=== Exercise brief ===
Extract each line from the entries below that has the string "opened" in it.

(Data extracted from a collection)
^^^^^^^^^^^^^^^^

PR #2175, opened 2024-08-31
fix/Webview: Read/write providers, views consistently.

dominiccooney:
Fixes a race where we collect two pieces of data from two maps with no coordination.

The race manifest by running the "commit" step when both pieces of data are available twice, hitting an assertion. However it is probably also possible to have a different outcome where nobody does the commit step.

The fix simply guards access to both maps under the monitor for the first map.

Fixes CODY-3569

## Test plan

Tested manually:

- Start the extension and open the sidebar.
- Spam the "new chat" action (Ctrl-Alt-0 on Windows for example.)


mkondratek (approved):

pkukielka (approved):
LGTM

^^^^^^^^^^^^^^^^

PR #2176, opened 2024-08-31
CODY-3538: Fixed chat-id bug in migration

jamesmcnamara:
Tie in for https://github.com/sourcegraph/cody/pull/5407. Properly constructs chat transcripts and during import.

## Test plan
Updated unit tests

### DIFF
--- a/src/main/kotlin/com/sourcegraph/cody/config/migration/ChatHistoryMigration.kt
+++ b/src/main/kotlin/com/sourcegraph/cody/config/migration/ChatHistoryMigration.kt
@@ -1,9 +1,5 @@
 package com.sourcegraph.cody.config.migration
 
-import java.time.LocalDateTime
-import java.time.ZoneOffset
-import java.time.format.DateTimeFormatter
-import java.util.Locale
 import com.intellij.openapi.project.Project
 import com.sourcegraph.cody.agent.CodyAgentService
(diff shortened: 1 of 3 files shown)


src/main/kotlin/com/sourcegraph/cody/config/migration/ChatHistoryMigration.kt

^^^^^^^^^^^^^^^^

=== Answer to this task ===
PR #2175, opened 2024-08-31
PR #2176, opened 2024-08-31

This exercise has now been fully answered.